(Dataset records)
-.-.-
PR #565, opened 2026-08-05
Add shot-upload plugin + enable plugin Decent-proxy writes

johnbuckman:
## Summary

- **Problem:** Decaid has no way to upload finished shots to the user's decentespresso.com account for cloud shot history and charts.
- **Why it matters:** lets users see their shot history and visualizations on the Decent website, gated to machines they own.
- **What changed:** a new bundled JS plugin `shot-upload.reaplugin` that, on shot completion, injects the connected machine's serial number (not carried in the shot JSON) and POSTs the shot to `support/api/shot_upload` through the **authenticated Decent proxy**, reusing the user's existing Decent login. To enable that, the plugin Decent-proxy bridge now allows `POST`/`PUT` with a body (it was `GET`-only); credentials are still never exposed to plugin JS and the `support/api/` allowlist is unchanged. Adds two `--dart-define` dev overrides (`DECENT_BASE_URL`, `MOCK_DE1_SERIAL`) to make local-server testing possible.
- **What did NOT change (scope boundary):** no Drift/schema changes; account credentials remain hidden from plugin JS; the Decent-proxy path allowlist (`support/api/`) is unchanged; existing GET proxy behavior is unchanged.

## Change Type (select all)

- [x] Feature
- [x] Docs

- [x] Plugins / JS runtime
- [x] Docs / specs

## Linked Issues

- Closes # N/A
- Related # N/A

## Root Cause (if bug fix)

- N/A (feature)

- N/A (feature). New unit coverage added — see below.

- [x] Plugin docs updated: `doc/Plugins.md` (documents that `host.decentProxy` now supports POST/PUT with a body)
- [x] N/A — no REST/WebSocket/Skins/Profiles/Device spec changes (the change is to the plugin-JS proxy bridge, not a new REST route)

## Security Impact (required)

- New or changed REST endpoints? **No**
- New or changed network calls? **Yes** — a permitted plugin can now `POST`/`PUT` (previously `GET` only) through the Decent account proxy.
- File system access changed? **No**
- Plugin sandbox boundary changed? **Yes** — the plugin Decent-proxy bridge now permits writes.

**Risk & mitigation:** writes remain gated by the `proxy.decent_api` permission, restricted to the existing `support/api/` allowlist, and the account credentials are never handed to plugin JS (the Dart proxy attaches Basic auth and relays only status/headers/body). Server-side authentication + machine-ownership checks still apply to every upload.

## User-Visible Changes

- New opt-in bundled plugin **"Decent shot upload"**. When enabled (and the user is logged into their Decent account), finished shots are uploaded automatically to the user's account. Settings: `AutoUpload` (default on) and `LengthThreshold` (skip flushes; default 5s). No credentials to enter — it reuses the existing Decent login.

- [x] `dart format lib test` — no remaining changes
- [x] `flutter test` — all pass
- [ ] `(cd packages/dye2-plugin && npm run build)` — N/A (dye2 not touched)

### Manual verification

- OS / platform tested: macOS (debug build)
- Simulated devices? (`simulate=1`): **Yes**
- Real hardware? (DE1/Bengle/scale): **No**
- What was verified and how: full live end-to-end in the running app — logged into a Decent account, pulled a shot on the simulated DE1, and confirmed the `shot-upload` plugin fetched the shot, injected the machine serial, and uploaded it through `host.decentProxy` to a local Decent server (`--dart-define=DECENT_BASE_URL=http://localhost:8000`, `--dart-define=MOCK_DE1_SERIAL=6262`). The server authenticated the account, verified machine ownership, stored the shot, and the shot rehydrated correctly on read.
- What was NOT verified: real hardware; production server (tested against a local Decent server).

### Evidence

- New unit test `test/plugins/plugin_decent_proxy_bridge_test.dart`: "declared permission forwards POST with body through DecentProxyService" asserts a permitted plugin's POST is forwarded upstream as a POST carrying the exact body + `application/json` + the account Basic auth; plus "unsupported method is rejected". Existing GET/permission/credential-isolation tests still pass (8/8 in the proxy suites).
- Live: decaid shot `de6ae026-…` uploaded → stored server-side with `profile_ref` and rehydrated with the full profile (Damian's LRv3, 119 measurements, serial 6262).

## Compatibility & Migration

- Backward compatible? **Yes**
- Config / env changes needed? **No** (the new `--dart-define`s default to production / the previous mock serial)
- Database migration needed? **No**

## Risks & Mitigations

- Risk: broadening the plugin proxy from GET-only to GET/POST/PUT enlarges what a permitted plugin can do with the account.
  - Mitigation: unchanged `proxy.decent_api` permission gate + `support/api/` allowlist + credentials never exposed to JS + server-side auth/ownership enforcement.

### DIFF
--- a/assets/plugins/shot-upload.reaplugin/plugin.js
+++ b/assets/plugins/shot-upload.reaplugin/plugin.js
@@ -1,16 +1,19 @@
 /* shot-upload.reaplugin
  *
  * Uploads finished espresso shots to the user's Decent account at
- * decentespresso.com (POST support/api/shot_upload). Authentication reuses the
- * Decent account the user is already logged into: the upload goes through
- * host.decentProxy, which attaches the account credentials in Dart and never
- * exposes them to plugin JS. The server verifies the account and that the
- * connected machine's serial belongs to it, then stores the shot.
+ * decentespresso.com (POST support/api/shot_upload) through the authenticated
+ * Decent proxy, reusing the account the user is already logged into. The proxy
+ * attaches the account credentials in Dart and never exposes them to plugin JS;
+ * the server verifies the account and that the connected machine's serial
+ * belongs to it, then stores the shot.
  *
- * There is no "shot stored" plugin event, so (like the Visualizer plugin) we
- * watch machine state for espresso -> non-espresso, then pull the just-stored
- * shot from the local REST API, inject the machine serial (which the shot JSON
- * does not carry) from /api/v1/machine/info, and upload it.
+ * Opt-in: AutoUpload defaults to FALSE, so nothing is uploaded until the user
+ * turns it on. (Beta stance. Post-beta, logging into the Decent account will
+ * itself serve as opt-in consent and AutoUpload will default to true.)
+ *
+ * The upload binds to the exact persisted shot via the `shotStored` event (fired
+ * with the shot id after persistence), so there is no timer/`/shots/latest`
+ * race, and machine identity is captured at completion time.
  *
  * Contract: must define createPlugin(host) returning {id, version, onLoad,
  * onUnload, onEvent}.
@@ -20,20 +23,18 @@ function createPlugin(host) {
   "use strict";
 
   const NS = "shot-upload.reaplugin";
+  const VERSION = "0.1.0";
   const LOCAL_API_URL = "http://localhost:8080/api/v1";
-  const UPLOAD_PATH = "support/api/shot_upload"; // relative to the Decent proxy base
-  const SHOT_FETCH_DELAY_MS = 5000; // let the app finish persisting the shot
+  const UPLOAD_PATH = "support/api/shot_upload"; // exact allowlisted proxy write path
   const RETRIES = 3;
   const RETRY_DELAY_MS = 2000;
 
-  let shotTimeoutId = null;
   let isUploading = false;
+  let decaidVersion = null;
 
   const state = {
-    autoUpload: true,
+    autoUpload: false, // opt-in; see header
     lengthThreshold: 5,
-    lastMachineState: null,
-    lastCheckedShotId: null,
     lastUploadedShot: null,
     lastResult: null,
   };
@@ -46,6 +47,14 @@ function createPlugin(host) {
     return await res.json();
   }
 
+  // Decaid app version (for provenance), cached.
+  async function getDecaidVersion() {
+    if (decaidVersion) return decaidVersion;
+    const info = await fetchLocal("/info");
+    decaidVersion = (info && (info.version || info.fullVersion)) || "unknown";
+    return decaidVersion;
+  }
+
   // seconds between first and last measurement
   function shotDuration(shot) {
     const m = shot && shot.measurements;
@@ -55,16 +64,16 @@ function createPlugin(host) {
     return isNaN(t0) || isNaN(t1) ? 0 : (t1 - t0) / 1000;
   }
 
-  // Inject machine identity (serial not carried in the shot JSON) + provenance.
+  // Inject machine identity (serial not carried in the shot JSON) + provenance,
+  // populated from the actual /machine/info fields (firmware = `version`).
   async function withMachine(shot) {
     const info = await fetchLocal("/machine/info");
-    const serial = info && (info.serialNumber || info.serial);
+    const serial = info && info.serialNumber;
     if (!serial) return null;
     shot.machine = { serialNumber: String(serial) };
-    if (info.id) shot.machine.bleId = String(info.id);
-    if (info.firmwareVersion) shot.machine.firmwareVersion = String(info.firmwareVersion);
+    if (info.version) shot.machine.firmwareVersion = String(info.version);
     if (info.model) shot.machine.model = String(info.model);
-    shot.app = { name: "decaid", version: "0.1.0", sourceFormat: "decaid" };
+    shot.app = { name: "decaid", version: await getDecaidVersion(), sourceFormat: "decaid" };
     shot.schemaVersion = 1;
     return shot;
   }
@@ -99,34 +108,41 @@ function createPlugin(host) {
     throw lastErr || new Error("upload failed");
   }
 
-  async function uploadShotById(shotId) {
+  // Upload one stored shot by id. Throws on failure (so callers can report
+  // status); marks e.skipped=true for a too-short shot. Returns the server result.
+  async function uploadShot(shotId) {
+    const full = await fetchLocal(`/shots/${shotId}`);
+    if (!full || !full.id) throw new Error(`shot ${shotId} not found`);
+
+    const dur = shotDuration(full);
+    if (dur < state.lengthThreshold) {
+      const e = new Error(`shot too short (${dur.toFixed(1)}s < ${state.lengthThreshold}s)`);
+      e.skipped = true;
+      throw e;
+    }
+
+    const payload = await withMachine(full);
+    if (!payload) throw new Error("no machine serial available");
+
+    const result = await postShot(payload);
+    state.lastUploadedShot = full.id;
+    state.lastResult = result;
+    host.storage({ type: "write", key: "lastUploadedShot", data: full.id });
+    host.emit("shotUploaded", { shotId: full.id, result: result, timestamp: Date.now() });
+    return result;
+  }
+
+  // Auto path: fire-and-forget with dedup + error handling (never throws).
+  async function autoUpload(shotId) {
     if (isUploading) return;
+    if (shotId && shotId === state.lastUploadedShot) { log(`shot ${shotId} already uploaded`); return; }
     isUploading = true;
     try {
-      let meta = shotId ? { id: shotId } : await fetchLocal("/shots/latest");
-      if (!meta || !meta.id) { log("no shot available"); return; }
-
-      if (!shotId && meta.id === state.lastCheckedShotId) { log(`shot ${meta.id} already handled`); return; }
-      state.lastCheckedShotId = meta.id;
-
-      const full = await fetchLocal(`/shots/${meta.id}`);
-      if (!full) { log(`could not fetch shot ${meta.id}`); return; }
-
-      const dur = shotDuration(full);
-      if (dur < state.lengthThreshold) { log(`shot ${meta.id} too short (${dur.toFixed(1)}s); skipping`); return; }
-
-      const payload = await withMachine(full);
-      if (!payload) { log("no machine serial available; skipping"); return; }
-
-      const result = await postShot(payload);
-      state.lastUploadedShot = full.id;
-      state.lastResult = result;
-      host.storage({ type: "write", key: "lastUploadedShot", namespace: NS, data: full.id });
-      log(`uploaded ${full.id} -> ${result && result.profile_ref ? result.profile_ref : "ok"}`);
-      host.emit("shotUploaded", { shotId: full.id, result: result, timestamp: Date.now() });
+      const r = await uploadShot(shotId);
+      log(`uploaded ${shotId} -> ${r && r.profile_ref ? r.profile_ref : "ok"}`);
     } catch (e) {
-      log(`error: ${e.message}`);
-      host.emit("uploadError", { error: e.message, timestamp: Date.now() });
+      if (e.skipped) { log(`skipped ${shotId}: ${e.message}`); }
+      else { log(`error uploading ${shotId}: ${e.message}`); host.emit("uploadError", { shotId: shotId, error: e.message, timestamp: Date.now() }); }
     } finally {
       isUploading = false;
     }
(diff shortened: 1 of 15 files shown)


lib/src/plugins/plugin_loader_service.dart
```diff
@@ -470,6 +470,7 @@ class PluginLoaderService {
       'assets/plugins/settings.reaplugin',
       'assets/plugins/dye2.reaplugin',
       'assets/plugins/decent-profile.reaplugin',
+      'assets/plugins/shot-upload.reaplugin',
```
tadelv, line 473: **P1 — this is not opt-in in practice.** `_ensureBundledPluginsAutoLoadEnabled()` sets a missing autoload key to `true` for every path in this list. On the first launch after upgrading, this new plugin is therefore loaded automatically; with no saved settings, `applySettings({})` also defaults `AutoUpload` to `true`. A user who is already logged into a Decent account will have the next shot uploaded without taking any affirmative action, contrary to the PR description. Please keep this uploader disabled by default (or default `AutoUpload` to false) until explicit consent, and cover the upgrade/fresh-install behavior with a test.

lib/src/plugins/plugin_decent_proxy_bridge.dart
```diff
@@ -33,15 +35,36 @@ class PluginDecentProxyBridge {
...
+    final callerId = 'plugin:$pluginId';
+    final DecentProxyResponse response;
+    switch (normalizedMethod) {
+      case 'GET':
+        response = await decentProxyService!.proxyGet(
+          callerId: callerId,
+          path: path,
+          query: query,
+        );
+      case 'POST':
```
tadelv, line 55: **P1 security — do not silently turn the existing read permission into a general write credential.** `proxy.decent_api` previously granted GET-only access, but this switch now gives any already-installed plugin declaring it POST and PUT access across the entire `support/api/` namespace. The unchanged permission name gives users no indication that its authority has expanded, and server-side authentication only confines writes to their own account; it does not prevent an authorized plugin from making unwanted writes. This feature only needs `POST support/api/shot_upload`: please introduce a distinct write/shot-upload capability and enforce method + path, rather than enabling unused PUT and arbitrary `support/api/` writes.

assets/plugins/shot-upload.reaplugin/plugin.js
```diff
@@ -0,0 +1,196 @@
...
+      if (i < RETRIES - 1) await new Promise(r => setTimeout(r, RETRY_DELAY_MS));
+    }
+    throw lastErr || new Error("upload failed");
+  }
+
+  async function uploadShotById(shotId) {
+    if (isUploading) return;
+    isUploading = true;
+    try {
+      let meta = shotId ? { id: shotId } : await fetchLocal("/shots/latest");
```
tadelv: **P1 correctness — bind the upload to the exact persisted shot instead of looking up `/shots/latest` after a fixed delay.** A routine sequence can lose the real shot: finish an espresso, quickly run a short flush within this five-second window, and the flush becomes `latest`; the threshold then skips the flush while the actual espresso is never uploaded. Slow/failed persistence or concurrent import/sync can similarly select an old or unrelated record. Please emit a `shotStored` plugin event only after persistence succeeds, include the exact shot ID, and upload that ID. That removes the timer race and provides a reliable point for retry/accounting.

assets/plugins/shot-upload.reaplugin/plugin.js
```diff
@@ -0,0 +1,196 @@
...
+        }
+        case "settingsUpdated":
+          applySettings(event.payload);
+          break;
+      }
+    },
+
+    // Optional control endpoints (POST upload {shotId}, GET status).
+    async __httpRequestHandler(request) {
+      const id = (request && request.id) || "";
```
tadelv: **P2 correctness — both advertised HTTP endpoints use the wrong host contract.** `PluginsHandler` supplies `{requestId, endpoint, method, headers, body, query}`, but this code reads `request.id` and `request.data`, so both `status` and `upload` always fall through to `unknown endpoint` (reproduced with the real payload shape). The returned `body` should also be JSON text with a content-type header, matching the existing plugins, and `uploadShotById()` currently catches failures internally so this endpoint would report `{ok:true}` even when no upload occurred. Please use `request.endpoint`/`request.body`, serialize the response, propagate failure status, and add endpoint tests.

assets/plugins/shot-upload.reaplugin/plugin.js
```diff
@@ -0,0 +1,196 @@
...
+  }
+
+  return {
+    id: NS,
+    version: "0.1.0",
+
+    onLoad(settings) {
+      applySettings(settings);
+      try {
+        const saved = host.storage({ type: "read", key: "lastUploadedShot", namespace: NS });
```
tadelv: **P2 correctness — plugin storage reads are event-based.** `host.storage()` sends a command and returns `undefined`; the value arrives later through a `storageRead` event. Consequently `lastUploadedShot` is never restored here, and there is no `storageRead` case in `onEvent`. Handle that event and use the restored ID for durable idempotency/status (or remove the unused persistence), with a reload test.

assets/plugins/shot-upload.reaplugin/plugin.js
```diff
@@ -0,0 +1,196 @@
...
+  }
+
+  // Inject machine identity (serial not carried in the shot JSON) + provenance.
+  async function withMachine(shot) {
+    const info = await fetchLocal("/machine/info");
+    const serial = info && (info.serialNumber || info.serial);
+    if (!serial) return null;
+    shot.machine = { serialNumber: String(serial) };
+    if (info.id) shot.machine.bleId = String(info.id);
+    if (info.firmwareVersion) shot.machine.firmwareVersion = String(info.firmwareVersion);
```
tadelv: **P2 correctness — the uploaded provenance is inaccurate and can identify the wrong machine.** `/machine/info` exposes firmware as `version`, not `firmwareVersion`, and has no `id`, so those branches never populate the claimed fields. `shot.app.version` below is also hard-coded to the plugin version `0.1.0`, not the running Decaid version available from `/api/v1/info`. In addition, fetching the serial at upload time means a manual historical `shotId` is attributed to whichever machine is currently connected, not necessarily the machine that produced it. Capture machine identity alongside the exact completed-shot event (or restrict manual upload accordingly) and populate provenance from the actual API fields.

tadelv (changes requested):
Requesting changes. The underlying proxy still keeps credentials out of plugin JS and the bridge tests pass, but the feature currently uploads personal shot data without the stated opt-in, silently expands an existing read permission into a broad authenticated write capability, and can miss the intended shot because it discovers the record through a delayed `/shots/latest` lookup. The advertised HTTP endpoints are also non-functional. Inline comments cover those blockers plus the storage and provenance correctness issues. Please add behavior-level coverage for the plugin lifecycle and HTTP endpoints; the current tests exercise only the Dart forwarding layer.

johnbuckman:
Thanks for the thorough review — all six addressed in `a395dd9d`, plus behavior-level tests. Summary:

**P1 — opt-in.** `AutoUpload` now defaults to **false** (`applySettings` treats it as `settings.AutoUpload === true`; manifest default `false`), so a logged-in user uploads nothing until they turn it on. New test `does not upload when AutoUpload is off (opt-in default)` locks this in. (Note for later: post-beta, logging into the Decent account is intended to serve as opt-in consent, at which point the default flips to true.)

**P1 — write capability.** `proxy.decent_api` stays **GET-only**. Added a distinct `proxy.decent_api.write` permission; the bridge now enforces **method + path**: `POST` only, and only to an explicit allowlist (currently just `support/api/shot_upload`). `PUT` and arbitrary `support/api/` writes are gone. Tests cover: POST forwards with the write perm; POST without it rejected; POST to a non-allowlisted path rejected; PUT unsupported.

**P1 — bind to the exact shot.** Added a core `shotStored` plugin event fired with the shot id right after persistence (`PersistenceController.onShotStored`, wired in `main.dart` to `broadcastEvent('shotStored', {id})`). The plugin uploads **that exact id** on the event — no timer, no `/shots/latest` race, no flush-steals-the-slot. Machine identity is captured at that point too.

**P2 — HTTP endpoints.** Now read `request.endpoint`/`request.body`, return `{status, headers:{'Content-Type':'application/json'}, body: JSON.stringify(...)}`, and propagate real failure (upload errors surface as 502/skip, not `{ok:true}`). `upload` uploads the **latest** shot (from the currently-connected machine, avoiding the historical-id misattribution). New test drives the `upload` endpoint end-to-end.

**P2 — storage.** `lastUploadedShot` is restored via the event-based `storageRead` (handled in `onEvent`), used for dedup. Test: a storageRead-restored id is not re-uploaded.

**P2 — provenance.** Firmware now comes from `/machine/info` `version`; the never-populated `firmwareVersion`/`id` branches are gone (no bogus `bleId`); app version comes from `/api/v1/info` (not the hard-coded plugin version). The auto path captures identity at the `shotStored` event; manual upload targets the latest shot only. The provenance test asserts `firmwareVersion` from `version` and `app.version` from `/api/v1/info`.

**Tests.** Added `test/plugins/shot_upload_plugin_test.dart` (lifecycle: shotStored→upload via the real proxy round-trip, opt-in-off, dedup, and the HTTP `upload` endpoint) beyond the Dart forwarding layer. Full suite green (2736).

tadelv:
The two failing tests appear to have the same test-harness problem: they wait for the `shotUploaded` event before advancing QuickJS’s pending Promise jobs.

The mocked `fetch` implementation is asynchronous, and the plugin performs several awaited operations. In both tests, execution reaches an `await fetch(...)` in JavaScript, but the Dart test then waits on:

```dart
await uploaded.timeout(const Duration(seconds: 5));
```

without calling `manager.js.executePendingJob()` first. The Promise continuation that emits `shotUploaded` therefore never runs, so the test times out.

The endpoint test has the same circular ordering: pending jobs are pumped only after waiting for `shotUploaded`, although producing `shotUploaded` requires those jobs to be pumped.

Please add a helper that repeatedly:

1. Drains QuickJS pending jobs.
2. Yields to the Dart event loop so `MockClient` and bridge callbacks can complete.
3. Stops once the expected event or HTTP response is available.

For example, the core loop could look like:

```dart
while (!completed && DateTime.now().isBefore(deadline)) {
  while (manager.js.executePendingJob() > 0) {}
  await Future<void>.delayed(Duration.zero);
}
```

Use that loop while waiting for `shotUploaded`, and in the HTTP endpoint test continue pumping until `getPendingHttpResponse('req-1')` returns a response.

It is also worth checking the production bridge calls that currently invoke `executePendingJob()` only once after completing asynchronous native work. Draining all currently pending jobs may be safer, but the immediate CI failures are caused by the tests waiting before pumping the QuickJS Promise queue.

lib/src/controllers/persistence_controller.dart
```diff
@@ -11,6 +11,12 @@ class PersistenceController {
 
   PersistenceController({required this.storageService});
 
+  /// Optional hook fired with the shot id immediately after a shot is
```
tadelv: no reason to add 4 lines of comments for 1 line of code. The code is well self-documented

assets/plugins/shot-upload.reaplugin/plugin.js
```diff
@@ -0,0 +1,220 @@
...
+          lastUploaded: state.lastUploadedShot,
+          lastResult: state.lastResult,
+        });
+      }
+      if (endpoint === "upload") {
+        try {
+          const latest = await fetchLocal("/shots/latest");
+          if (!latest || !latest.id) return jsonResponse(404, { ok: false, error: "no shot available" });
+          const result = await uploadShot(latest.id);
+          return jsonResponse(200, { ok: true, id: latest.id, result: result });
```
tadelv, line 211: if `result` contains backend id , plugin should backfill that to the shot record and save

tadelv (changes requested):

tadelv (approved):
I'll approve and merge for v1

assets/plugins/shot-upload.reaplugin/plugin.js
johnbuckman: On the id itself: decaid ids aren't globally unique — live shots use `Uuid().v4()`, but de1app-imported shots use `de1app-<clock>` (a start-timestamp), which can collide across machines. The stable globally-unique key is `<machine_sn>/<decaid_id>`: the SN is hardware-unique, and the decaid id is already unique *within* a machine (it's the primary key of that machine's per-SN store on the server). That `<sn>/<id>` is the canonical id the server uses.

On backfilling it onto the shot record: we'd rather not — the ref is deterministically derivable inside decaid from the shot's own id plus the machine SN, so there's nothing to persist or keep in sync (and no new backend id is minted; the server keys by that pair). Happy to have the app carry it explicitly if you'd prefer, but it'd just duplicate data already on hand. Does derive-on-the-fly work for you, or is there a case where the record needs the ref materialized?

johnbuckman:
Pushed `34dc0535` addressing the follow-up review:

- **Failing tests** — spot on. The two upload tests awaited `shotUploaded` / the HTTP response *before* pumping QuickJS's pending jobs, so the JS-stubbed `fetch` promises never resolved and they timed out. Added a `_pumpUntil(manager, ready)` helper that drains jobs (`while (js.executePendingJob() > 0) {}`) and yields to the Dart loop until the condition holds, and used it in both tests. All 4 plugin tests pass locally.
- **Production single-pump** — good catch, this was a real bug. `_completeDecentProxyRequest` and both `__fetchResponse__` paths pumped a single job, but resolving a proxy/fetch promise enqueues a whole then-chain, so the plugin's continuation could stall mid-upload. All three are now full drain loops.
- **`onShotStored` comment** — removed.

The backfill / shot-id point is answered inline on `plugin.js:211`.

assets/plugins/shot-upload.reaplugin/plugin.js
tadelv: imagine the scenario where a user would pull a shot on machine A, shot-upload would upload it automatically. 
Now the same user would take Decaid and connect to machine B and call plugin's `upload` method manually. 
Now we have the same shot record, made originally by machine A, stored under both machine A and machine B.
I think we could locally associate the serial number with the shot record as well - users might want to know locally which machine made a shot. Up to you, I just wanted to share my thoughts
-.-.-
### [What you will do]
Copy every line from the records above that contains the word "postShot".

### [Task answer]
+    const result = await postShot(payload);
-      const result = await postShot(payload);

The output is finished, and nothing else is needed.